- Labs hand off spreadsheets and folders that "work for us" but don't match what repositories or core facilities require.
- Data stewards and curators spend hours chasing missing metadata, renaming files, and stitching IDs by hand.
- Everyone says "just make it FAIR," but no one hands you a checklist of "fix these 3 things and you're good."
- Repositories bounce submissions for preventable reasons — wrong file naming, missing required fields, ambiguous dates — and that wastes days.
- By the time data is finally accepted, nobody can prove what was actually checked or when.
Make research data usable, not just published.
We believe publicly funded research data is a public good — and getting it out of people's heads, laptops, and lab drives shouldn't be difficult.
How it actually works today
Where we're going
- Institution-specific rulepacks: Each lab / core / collection has non-negotiable fields. We're making those rules repeatable and enforceable without endless email.
- Submission readiness as a norm: "Attach your FAIRy readiness report with your dataset" becomes the new "fill out this checklist."
- Trustable provenance: The attestation file travels with the dataset and proves what was actually validated, which helps with internal review, journal submission, and grant reporting.

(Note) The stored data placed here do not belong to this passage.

PR #689, opened 2020-01-16
Add a dynamic warning to declarations marked `@experimental`

huonw:
A function, method or class are marked with `@experimental` will now have a highly visible dynamic warning (with the class `ExperimentalWarning`) when that function, method or class's `__init__` is called. This tries to address some of the downsides of the documentation only approach that we started with in #685.

This works reasonably well for public calls like constructing the RGCN types in `rgcn-aifb-node-classification-example.ipynb`.

~At the moment, this isn't so great: it emits warnings even for internal calls of functions like `StellarGraph.get_index_for_nodes` (see spew of warnings in `attri2vec-citeseer-node-classification-example.ipynb`) which are only experimental because we're not happy with how we're exposing it publicly. That is to say, internal calls inside `stellargraph` of these functions and types probably shouldn't get a warning, but I don't know how to achieve this.~ After discussing on slack, we decided to make these "package private" by adding `_` prefixes to the internal-facing methods.

See: #617


huonw:
Good idea; done 👍

Issue #610, opened 2020-01-07
Make it easier to get example datasets


huonw:
### Description

For our examples, it would be convenient if there was a one line way to download and load the datasets, e.g. `stellargraph.datasets.load_cora()` or similar.

### User Story

**As** a data scientist
**I want to** be able to run the examples smoothly
**So that** I can focus on the actual machine learning

### Work to be covered

1. add functions to download common datasets that can be directly downloaded
2. update corresponding demos (jupyter notebooks and python scripts)

Future work (see #758, #811, #812):

3. some datasets can't be directly downloaded due to licensing or location:
* DBLP
    * demos/link-prediction/attri2vec/stellargraph-attri2vec-DBLP.ipynb
* Hateful Twitter
    * demos/interpretability/gcn/hateful-twitters-interpretability.ipynb
    * demos/use-cases/hateful-twitters.ipynb
* GTD global terrorism database
    * demos/community_detection/attacks_clustering_analysis.ipynb
* YELP
    * demos/node-classification/hinsage/yelp-example.py

4. some scripts need larger changes:
demos/link-prediction/random-walks/main.py

### Done Checklist

- [x] Produced code for required functionality
- [x] Tests written and coverage checked
- [x] Code review performed
- [ ] Documentation on Google Docs  (if applicable)
- [x] Documentation in repo
- [ ] Version number reflects new status
- [x] CHANGELOG.md updated
- [x] Team demo

Issue #686, opened 2020-01-16
Consider using static type annotations


huonw:
### Description

Python 3 static type annotations can tie into tooling like mypy https://mypy.readthedocs.io/en/latest/introduction.html to give us more assurance about our code, without having to test everything in great detail.

By default, these are static checks only, but they can be used to generate runtime checks also.

This allows for "gradual typing", where maybe only some core modules (e.g. the StellarGraph type) are annotated and checked.

### Done Checklist

- [ ] Produced code for required functionality
- [ ] Tests written and coverage checked
- [ ] Code review performed
- [ ] Documentation on Google Docs  (if applicable)
- [ ] Documentation in repo
- [ ] Version number reflects new status
- [ ] CHANGELOG.md updated
- [ ] Team demo

PR #690, opened 2020-01-17
Datasets subpackage to provide easy downloading of demo datasets #610

timpitman:
This is the first PR for #610, addressing these parts:
1. add functions to download common datasets that can be directly downloaded
2. update corresponding demos (jupyter notebooks and python scripts)

Outline:

* a new 'datasets' subpackage which can download most of the packages required for demos
    * note: some are not supprted yet due to licensing / lack of simple URL: DBLP, Hateful Twitter, GTD global terrorism database, YELP
* notebooks now get the dataset descriptions from the new dataset classes, and download them (if already downloaded then they are re-used)
* lots of duplicate dataset messages from README's and notebooks have been removed.

What's not covered:
* code for loading/parsing the datasets (this is still mostly inconsistent cut-and-paste in each notebook)
* demos/link-prediction/random-walks/main.py (larger changes neeeded)
* scripts and notebooks mentioning the datasets mentioned above that can't easily be downloaded


stellargraph/datasets/dataset_loader.py
```diff
@@ -0,0 +1,108 @@
...
+        """Returns true if the expected files for the dataset are present"""
+        for file in self.expected_files:
+            if not os.path.isfile(os.path.join(self.base_directory, file)):
+                return False
+        return True
+
+    def download(self, ignore_cache: Optional[bool] = False) -> None:
+        """Download the dataset (if not already downloaded, unless ignore_cache=True)"""
+        if not self._is_downloaded() or ignore_cache:
+            print(
```
huonw: My opinion is that it's not the best to do `print`s in a library. In particular:

- if the library is being used as part of a bigger application, it results in uncontrolled printing to the terminal
- it's awkward to capture/redirect

Doing this sort of thing as logging (with the `logging` module) seems like it would be better, although it's not entirely clear to me how to best set this up for a library (and, this is a problem that we need to fix elsewhere in `stellargraph` too).

stellargraph/datasets/dataset_loader.py
```diff
@@ -0,0 +1,108 @@
...
+    def _is_downloaded(self) -> bool:
+        """Returns true if the expected files for the dataset are present"""
+        for file in self.expected_files:
+            if not os.path.isfile(os.path.join(self.base_directory, file)):
+                return False
+        return True
+
+    def download(self, ignore_cache: Optional[bool] = False) -> None:
+        """Download the dataset (if not already downloaded, unless ignore_cache=True)"""
+        if not self._is_downloaded() or ignore_cache:
```
huonw:
```suggestion
        if ignore_cache or not self._is_downloaded():
```

since that'll avoid the disk IO if we're ignoring the cache.

stellargraph/datasets/dataset_loader.py
```diff
@@ -0,0 +1,108 @@
...
+    @staticmethod
+    def _all_datasets_directory() -> str:
+        """Return the path of the base directory which contains subdirectories for each dataset."""
+        return os.path.expanduser(
+            os.getenv("STELLARGRAPH_DATASETS_PATH", os.path.join("~", "data"))
+        )
+
+    def _is_downloaded(self) -> bool:
+        """Returns true if the expected files for the dataset are present"""
+        for file in self.expected_files:
```
huonw: This could be:

```python
return all(os.path.isfile(os.path.join(...)) for file in self.expected_files)
```

stellargraph/datasets/dataset_loader.py
```diff
@@ -0,0 +1,108 @@
...
+            if not os.path.isfile(os.path.join(self.base_directory, file)):
```
huonw: Maybe we could have a:

```python
@property
def files(self) -> List[str]:
    return [os.path.join(self.base_directory, file) for file in self.expected_files]
```

allowing

```python
for file in self.files:
    if not os.path.isfile(file):
        ...
```

or

```python
def resolve(self, file_name: str) -> str:
    return os.path.join(self.base_directory, file_name)
```

```python
for file in self.expected_files:
    if not os.path.isfile(self.resolve(file)):
        ...
```

and then these can also be used elsewhere.

stellargraph/datasets/dataset_loader.py
```diff
@@ -0,0 +1,108 @@
...
+                # archive of files
+                filename, _ = urlretrieve(
+                    self.url
+                )  # this will download to a temporary location
+                self._create_base_directory()
+                unpack_archive(
+                    filename, self._all_datasets_directory(), self.url_archive_format
+                )
+            if not self._is_downloaded():
+                print(f"{self.name} dataset failed to download")
```
huonw: I think this should be an error:

```suggestion
                raise ...(f"{self.name} dataset failed to download")
```

It might be good to be more specific in the error message too, e.g. try to determine why we think it failed. I don't know what exception would be most appropriate, but maybe `FileNotFoundError` if this only ever fails because of missing files.

stellargraph/datasets/dataset_loader.py
```diff
@@ -0,0 +1,108 @@
...
+
+    def _create_base_directory(self) -> None:
+        data_dir = self.base_directory
+        if not os.path.exists(data_dir):
+            os.makedirs(data_dir)
+
+    @staticmethod
+    def _all_datasets_directory() -> str:
+        """Return the path of the base directory which contains subdirectories for each dataset."""
+        return os.path.expanduser(
```
huonw: I think we should strongly consider using something other than `~/data` by default, because that's a directory that a user may well have ideas about the structure of, and already be using a lot. There's somewhat of a standard for a cache directory for various operating systems: e.g. XDG https://wiki.archlinux.org/index.php/XDG_Base_Directory on Linux

https://pypi.org/project/appdirs/ seems to expose this correctly for various platforms, so, if we had it as a dependency, it might be used like 

```python
import appdirs
...

default = appdirs.user_cache_dir("stellargraph", "stellargraph")
return os.getenv("STELLARGRAPH_DATASETS_PATH", default)
```

stellargraph/datasets/dataset_loader.py
```diff
@@ -0,0 +1,108 @@
...
+        expected_files: List[str],
+        description: str,
+        source: str,
+        data_subdirectory_name: Optional[str] = None,
+    ) -> None:
+        self.name = name
+        self.directory_name = directory_name
+        self.url = url
+        self.url_archive_format = url_archive_format
+        self.expected_files = expected_files
```
huonw: To save us from missing a file, should we validate:

```python
if url_archive_format is None and len(expected_files) != 1:
    raise ValueError("url_archive_format is None, which requires a single expected_file, found: {expected_files!r}")
```

stellargraph/datasets/dataset_loader.py
```diff
@@ -0,0 +1,108 @@
...
+
+    def download(self, ignore_cache: Optional[bool] = False) -> None:
+        """Download the dataset (if not already downloaded, unless ignore_cache=True)"""
+        if not self._is_downloaded() or ignore_cache:
+            print(
+                f"{self.name} dataset downloading to {self.base_directory} from {self.url}"
+            )
+            if self.url_archive_format is None:
+                # single file to download
+                self._create_base_directory()
```
huonw: I think this can be pulled out of the two `if`s, and I suspect we can even pull the url retrieve:

```python
filename, _ = url_retrieve(self.url)
self._create_base_directory()

if self.url_archive_format is None:
    # not an archive, so the downloaded file is our data and just needs to be put into place
    shutil.move(filename, self.files[0])
else:
    # archive, so it needs to be unpacked into the right directory
    unpack_archive(filename, self._all_datasets_directory(), self.url_archive_format)
```

stellargraph/datasets/dataset_loader.py
```diff
@@ -0,0 +1,108 @@
...
+                )
+                urlretrieve(self.url, filename=destination_filename)
+            else:
+                # archive of files
+                filename, _ = urlretrieve(
+                    self.url
+                )  # this will download to a temporary location
+                self._create_base_directory()
+                unpack_archive(
+                    filename, self._all_datasets_directory(), self.url_archive_format
```
huonw: I think this relies on the archive having a top-level directory named `{self.directory_name}` or `{self.directory_name}/{self.data_subdirectory_name}` inside that contains all the data. Is that true for all of them?

tests/datasets/test_datasets.py
```diff
@@ -0,0 +1,33 @@
...
+# WITHOUT WARRANTIES OR CONDITIONS OF ANY KIND, either express or implied.
+# See the License for the specific language governing permissions and
+# limitations under the License.
+
+import pytest
+from stellargraph.datasets import download_all_datasets, Cora
+from urllib.error import URLError
+
+
+@pytest.mark.slow
```
huonw: Do we have anything that activates or deactivates these sort of tests?

demos/link-prediction/graphsage/README.md
```diff
@@ -20,31 +20,21 @@ of the library's [root directory](https://github.com/stellargraph/stellargraph).
...
-
 ## Running the notebook
 The narrated version of this example is available in the `cora-links-example.ipynb` notebook.
 To run the notebook:
  - Activate the python 3.6 environment in which the
 `stellargraph` library is installed
  - Start `jupyter-notebook`
    - note: you may need to first install `jupyter` by running `pip install jupyter` in your python environment
- - Navigate to the notebook (`/demos/link-prediction-hinsage/movielens-recommender.ipynb`), and click on
+ - Navigate to the notebook (`/demos/link-prediction/graphsae/cora-links-example.ipynb`), and click on
```
huonw:
```suggestion
 - Navigate to the notebook (`/demos/link-prediction/graphsage/cora-links-example.ipynb`), and click on
```

demos/embeddings/README.md
```diff
@@ -16,7 +16,6 @@ All examples demonstrate how to calculate embedding vectors for a graph's nodes
 The learned node representations can be used in numerous downstream tasks such as node attribute inference, link
 prediction, and community detection.
 
-
```
huonw: (I don't think there's a reason for this file to be changed?)

stellargraph/datasets/datasets.py
```diff
@@ -0,0 +1,138 @@
...
+        dataset.download(ignore_cache)
+
+
+class Cora(DatasetLoader):
+    def __init__(self) -> None:
+        super().__init__(
+            "Cora",
+            "cora",
+            "https://linqs-data.soe.ucsc.edu/public/lbc/cora.tgz",
+            url_archive_format="gztar",
```
huonw: I suspect all of these can be inferred from the URL itself; is it worth repeating this information? Maybe we could have `url_archive_format` allow `None` to mean "infer", so we don't have to specify it for "obvious" cases like this. That said, optimising this is probably low-value.

stellargraph/datasets/datasets.py
```diff
@@ -0,0 +1,138 @@
...
+    for cls in DatasetLoader.__subclasses__():
+        dataset = cls()
+        dataset.download(ignore_cache)
+
+
+class Cora(DatasetLoader):
+    def __init__(self) -> None:
+        super().__init__(
+            "Cora",
+            "cora",
```
huonw: It might be worth spelling out the name of at least one of these first two arguments, since they're so similar:

```suggestion
            directory_name="cora",
```

stellargraph/datasets/dataset_loader.py
```diff
@@ -0,0 +1,108 @@
...
+            print(
+                f"{self.name} dataset downloading to {self.base_directory} from {self.url}"
+            )
+            if self.url_archive_format is None:
+                # single file to download
+                self._create_base_directory()
+                destination_filename = os.path.join(
+                    self.base_directory, self.expected_files[0]
+                )
+                urlretrieve(self.url, filename=destination_filename)
```
huonw: Minor thing, but as https://stackoverflow.com/a/7244263/1256624 discusses, `urlretrieve` is "legacy". Is that something that we should think about?

stellargraph/datasets/datasets.py
```diff
@@ -0,0 +1,138 @@
...
+            description="The CiteSeer dataset consists of 3312 scientific publications classified into one of six classes. "
+            "The citation network consists of 4732 links. Each publication in the dataset is described by a 0/1-valued word vector "
+            "indicating the absence/presence of the corresponding word from the dictionary. The dictionary consists of 3703 unique words.",
+            source="https://linqs.soe.ucsc.edu/data",
+        )
+
+
+class PubMedDiabetes(DatasetLoader):
+    """
+    The Pubmed Diabetes dataset consists of 19717 scientific publications from PubMed database pertaining to diabetes classified into one of three classes.
```
huonw: It seems we're sometimes duplicating this description and URL field, and sometimes not. Maybe we could have it computed once? E.g. have `description` automatically filled out from `self.__doc__`

```
def __init__(self) -> None:
    super().__init__(
        ...
        description=self.__doc__
        ...
    )
```

Or have `__doc__` automatically filled out from the descriptions?

```python
class DatasetLoader:
    @staticmethod
    def compute_doc(cls):
        if cls.__doc__ is not None:
            raise ValueError("DatasetLoader docs should be empty before @compute_doc call")

        cls.__doc__ = f"""\
{cls.DESCRIPTION}

Further details at: {cls.SOURCE}"""
        return cls

@DatasetLoader.compute_doc
class PubMedDiabetes(DatasetLoader):
     description="...."
     source="..."

...
```

(with the latter the `description` and `source` arguments to the constructor become unnecessary, although `DatasetLoader.__init__` should probably check the properties exist.)

I'm sure there's tricks one could do with metaclasses to make this automatic too, but I would guess that's not worth it.

stellargraph/datasets/datasets.py
```diff
@@ -0,0 +1,138 @@
...
+"""
+
+from .dataset_loader import DatasetLoader
+from typing import Optional
+
+
+def download_all_datasets(ignore_cache: Optional[bool] = False) -> None:
+    """ download all datasets """
+    # obtain all the classes derived from DatasetLoader (note: must be direct descendants)
+    for cls in DatasetLoader.__subclasses__():
```
huonw: Cool, I didn't realise one could do this 👍

stellargraph/datasets/dataset_loader.py
timpitman: I agree that logging is more appropriate than print, I believe best practice is to log with the module name, and leave log configuration up to the calling application, eg: http://eric.themoritzfamily.com/learning-python-logging.html

stellargraph/datasets/datasets.py
timpitman: I thought about this, and it seemed more complexity for little gain (either attempting to parse and map the end of the URL, or the http request headers)

stellargraph/datasets/dataset_loader.py
timpitman: See also here: https://stackoverflow.com/questions/15035123/what-command-to-use-instead-of-urllib-request-urlretrieve/48483216#48483216

The most minimal substitutes appear to need to import and use shutil and tempfile and involve extra complexity for something that "might become deprecated".

stellargraph/datasets/dataset_loader.py
timpitman: Now using FileNotFoundError with a message listing the missing files

stellargraph/datasets/datasets.py
timpitman: This is a great idea, I've implemented slightly differently using '__init_subclass__'

timpitman:
> * notebooks should be formatted with `scripts/format_notebooks.py --all --overwrite` manually at the moment, although this will likely result in a spew of spurious changes, so maybe not unless #697 is fixed first
Given that there's many formatting issues with the current notebooks on develop, I think this should take place as part of #697.
> * these new classes should probably be added to our documentation in `docs/api.txt`
good idea, added.
> * the type annotations are great, but without any checking, they're sure to become out of date or have minor mistakes; do we have a plan for adding mypy or similar?
I think we should look at a gradual introduction of mypy as per #686
> * have you thought about how the automatic parsing code might work?
There's already code in the library that can move into the specific dataset classes (eg `load_dataset_BlogCatalog3` from `stellargraph/data/loader.py`), as well as a lot of cut-and-pasted dataset specific parsing code within the notebooks.

stellargraph/datasets/dataset_loader.py
timpitman: ~/data matches old behaviour in StellarGraph but is too generic.  I'm not sure that a standard cache directory is necessarily appropriate here, as it would be difficult for a user to get to.

stellargraph/datasets/dataset_loader.py
timpitman: Great suggestion, and this now works well in __init_subclass__

stellargraph/datasets/dataset_loader.py
timpitman: Yes, `self.directory_name` must match the directory name defined inside the archive - which is simplistic, but works with all of the current datasets.

tests/datasets/test_datasets.py
timpitman: no, this was a mistake (undefined so gave warnings) - have removed.

stellargraph/datasets/dataset_loader.py
huonw: > I'm not sure that a standard cache directory is necessarily appropriate here, as it would be difficult for a user to get to (eg on Mac it might be /Users/x/Library/Application Support/stellargraph and on Linux /home/x/.local/share/stellargraph)

I personally think this is fine because I cannot think of a compelling reason for the user getting to it. Can you give a little more details about why it's important?

> I've updated the path to be ~/stellargraph-datasets (which was already cross-platform due to the use of os.path.expanduser within _all_datasets_directory())
 
This is better since it's less likely to conflict, but it's still junking up a user's home directory for the sake of some demo datasets, that are likely to be only of transient interest to the user (as in, many users will have their own data to work with, and these datasets only serve to demonstrate the library, not solve any real task).

I think it's likely that people will notice and be mildly annoyed: we could reduce some of this annoyance by making it a `.` hidden directory, but I think even that is likely to get people frustrated (e.g. https://github.com/rust-lang/cargo/issues/1734 is a complaint about exactly this issue for Rust's cargo package manager, where it was using `~/.cargo`).

> this avoids dependency on another library too.

That's fair, although we might be able to get away with only installing it for demos and testing (although we'll likely have to put the import inside this function rather than at the top of the file, so it's not evaluated eagerly).

stellargraph/datasets/dataset_loader.py
huonw: Could you add a comment about this subtlety?

stellargraph/datasets/dataset_loader.py
```diff
@@ -0,0 +1,218 @@
...
+            self._delete_existing_files()  # remove any existing dataset files to ensure we re-download
+
+        if ignore_cache or not self._is_downloaded():
+            log.info(
+                "%s dataset downloading to %s from %s",
+                self.name,
+                self.base_directory,
+                self.url,
+            )
+            filename, _ = urlretrieve(
```
huonw: It looks like the comment at the end of this line is making black do this horrible line breaking; maybe:

```suggestion
            # this will download to a temporary location
            filename, _ = urlretrieve(self.url)
```

or potentially even remove the comment, e.g.:

```suggestion
            temporary_filename, _ = urlretrieve(self.url)
```

tests/datasets/test_datasets.py
```diff
@@ -0,0 +1,53 @@
+# -*- coding: utf-8 -*-
```
huonw: There's a couple more tests we could do, I think:

- the `STELLARGRAPH_DATASETS_PATH` override too
- checking that the caching works (i.e. that it doesn't redownload if all the files are there)

stellargraph/datasets/dataset_loader.py
```diff
@@ -0,0 +1,218 @@
...
+                # archive, so it needs to be unpacked into the right directory
+                unpack_archive(
+                    filename, self._all_datasets_directory(), self.url_archive_format
+                )
+            self._verify_files_downloaded()
+        else:
+            log.info("%s dataset is already downloaded", self.name)
+
+
+def download_all_datasets(ignore_cache: Optional[bool] = False) -> bool:
```
huonw: If this function is only for testing, maybe we could not even have it here? That is, just have the `for cls in DatasetLoader.__subclasses__()` loop in the tests?

stellargraph/datasets/dataset_loader.py
```diff
@@ -0,0 +1,218 @@
...
+                os.remove(self._resolve_path(file))
+            except OSError:
+                pass
+
+    def download(self, ignore_cache: Optional[bool] = False) -> None:
+        """
+        Download the dataset (if not already downloaded)
+
+        Args:
+            ignore_cache bool, optional (default=False): Ignore a cached dataset and force a re-download.
```
huonw: I suspect this is meant to be something like:

```suggestion
            ignore_cache (bool, optional, default=False): Ignore a cached dataset and force a re-download.
```

but the RTD build isn't working to check.

In addition, I believe the default value should be listed in the function signature:

```suggestion
            ignore_cache (bool, optional): Ignore a cached dataset and force a re-download.
```

stellargraph/datasets/dataset_loader.py
```diff
@@ -0,0 +1,218 @@
...
+from shutil import unpack_archive, move
+from urllib.request import urlretrieve
+from typing import List, Optional, Any
+from urllib.error import URLError
+
+
+log = logging.getLogger(__name__)
+
+
+class DatasetLoader(object):
```
huonw: I don't think this is necessary in Python 3?

```suggestion
class DatasetLoader:
```

tests/datasets/test_datasets.py
timpitman: > * checking that the caching works (i.e. that it doesn't redownload if all the files are there)

I wasn't able to get this to work with pytest monkeypatch on urlretrieve; can you think of a better way?

stellargraph/datasets/dataset_loader.py
timpitman: I've now replaced this with @pytest.mark.parametrize in the tests to effectively create a test for downloading each dataset.

tests/datasets/test_datasets.py
huonw: Maybe capturing the logging and then checking for the second code path? Could also have `download` return some status flag (e.g. `True` if it downloaded, `False` if it used the cache). Neither are that great, though.

stellargraph/datasets/dataset_loader.py
timpitman: I feel a . (hidden) directory is even worse - secretly cluttering the home directory!  The library would be a bit fragile if appdirs wasn't a proper dependancy - passable with documentation but still extra friction (possibly better off as a separate package in that case, though I don't think the current value justifies the extra maintenance overhead of that option)

huonw: > The current behaviour roughly matches https://scikit-learn.org/stable/datasets/ which downloads to ~/scikit_learn_data/.

Ah, ok, that sounds like a fine precedent, then 👍

tests/datasets/test_datasets.py
timpitman: I managed to get unittest.mock to work wrapping urlretrieve

stellargraph/datasets/dataset_loader.py
```diff
@@ -0,0 +1,195 @@
...
+        """Convert dataset relative file names to their full path on filesystem"""
+        return os.path.join(self.base_directory, filename)
+
+    def _is_downloaded(self) -> bool:
+        """Returns true if the expected files for the dataset are present"""
+        return all(
+            os.path.isfile(self._resolve_path(file)) for file in self.expected_files
+        )
+
+    def _verify_files_downloaded(self) -> None:
```
huonw: This and `is_downloaded` have practically the same core. Maybe:

```python
def _missing_files(self) -> List[str]:
    return [file for file in self.expected_files if not ....]

def _is_downloaded(self) -> bool:
    return len(self._missing_files()) == 0

def _verify_files_downloaded(self) -> None:
    missing = self._missing_files()
    if missing:
        raise FileNotFoundError(...)
```

With the `_missing_files()` method, we potentially don't need `_verify_files_downloaded` because it's small enough to just inline into `download`.

tests/datasets/test_datasets.py
```diff
@@ -0,0 +1,79 @@
...
+
+    remove_dataset_directory()
+    # download - the url should work, but the files extracted won't be correct
+    with pytest.raises(FileNotFoundError):
+        dataset.download()
+    remove_dataset_directory()  # cleanup
+
+
+def test_environment_path_override(monkeypatch) -> None:
+    new_datasets_path = os.path.join("~", "test-sg-datasets")
```
huonw: If possible, I'd prefer we not junk up our own home-folders unnecessarily:

```suggestion
    with tempfile.TemporaryDirectory() as new_datasets_path:
```

Does that sound reasonable?

tests/datasets/test_datasets.py
```diff
@@ -0,0 +1,79 @@
...
+    dataset = Cora()
+    dataset.url = "http://stellargraph-invalid-url/x"
+    with pytest.raises(URLError):
+        dataset.download(ignore_cache=True)
+
+
+def test_missing_files() -> None:
+    # we start with Cora to a special path, but with the URL from CiteSeer
+    dataset = Cora()
+    dataset.directory_name = "test-missing-files"
```
huonw: Is this going to attempt to download to `~/stellargraph-datasets/test-missing-files`? Doesn't this not work as exactly intended because the download code relies on the directory matching the one in the archive, and this special directory doesn't?

Also, this could cause conflicts with concurrent test runs? I guess other tests (like the caching one) could fail in this case too so maybe we don't care?

tests/datasets/test_datasets.py
```diff
@@ -0,0 +1,79 @@
...
+import os
+from stellargraph.datasets import Cora, CiteSeer
+from urllib.error import URLError
+from stellargraph.datasets.dataset_loader import DatasetLoader
+from urllib.request import urlretrieve
+from unittest.mock import patch
+
+
+# use parametrize to automatically test each of the datasets that (directly) derive from DatasetLoader
+@pytest.mark.parametrize("dataset_class", list(DatasetLoader.__subclasses__()))
```
huonw: Nice!

stellargraph/datasets/dataset_loader.py
```diff
@@ -0,0 +1,195 @@
...
+
+    def _create_base_directory(self) -> None:
+        data_dir = self.base_directory
+        if not os.path.exists(data_dir):
+            os.makedirs(data_dir)
+
+    @staticmethod
+    def _all_datasets_directory() -> str:
+        """Return the path of the base directory which contains subdirectories for each dataset."""
+        return os.path.expanduser(
```
huonw: Very minor thing, but I don't think the envvar should be expanded, strictly speaking, because the shell will do that:

```bash
$ X=~/foo
$ echo $X
/Users/.../foo
```

By expanding twice here we risk overruling the users intention, if they wanted to write to a directory that literally started with `~/`:

```bash
$ export X=\~
$ echo $X
~
$ python -c 'import os; print(os.path.expanduser(os.environ["X"]))'
/Users/wil9dw
```

That's very much an edge case, but:

```python
os.getenv("STELLARGRAPH_DATASETS_PATH", os.path.expanduser("~/stellargraph-datasets"))
```

(FWIW, I think `/` is fine as a literal directory separator, even on windows: https://docs.microsoft.com/en-us/dotnet/standard/io/file-path-formats#canonicalizing-separators.)

tests/datasets/test_datasets.py
```diff
@@ -0,0 +1,79 @@
...
+    new_datasets_path = os.path.join("~", "test-sg-datasets")
+    monkeypatch.setenv("STELLARGRAPH_DATASETS_PATH", new_datasets_path)
+    dataset = CiteSeer()
+    assert dataset.base_directory == os.path.join(
+        os.path.expanduser(new_datasets_path), dataset.directory_name
+    )
+
+
+def test_download_cache() -> None:
+    with patch(
```
huonw: I take it this works better than pytest's mocking?

demos/calibration/calibration-pubmed-link-prediction.ipynb
```diff
@@ -66,33 +68,35 @@
...
+      ]
+     },
+     "metadata": {},
+     "output_type": "display_data"
+    },
+    {
+     "name": "stdout",
+     "output_type": "stream",
+     "text": [
+      "PubMed Diabetes dataset is already downloaded\n"
```
huonw: It's probably annoying and unnecessary, but this looks like it was the old output before we switched to using `logging`. Is it worth rerunning the notebooks to switch back to the new output?

tests/datasets/test_datasets.py
timpitman: yes - it's a lot more full-featured (eg the call counting) and better documented!

demos/calibration/calibration-pubmed-link-prediction.ipynb
timpitman: notebooks have been reformatted and re-run (via format_notebooks with some changes in #733).

tests/datasets/test_datasets.py
timpitman: well spotted, I've replaced this with a much simpler test that doesn't need a special folder

timpitman:
> It's unfortunate the RTD build is failing because it'd be nice to verify that the `__init_subclass__` magic is working as we intend. Have you had a look locally? (Or even with `help(...)`?)

I've tested using make with sphinx to build local html files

- Repeatable pre-intake checks: FAIRy gives institutions a repeatable pre-intake check — with both a human-readable fix list and a machine-readable attestation — so their data can confidently join larger integrated networks without weeks of one-off curator triage.
- Less time wasted on formatting, more time on actual science and curation.
Who we're accountable to
- People inside institutions who are responsible for accepting data and have to say "no" when required information is missing.
- Researchers who don't want to lose days to unclear submission requirements.
- Collections and core facilities that can't ingest material until identifiers, filenames, and required metadata line up.
- Funders and journals that need traceable evidence of data quality without getting access to the raw data itself.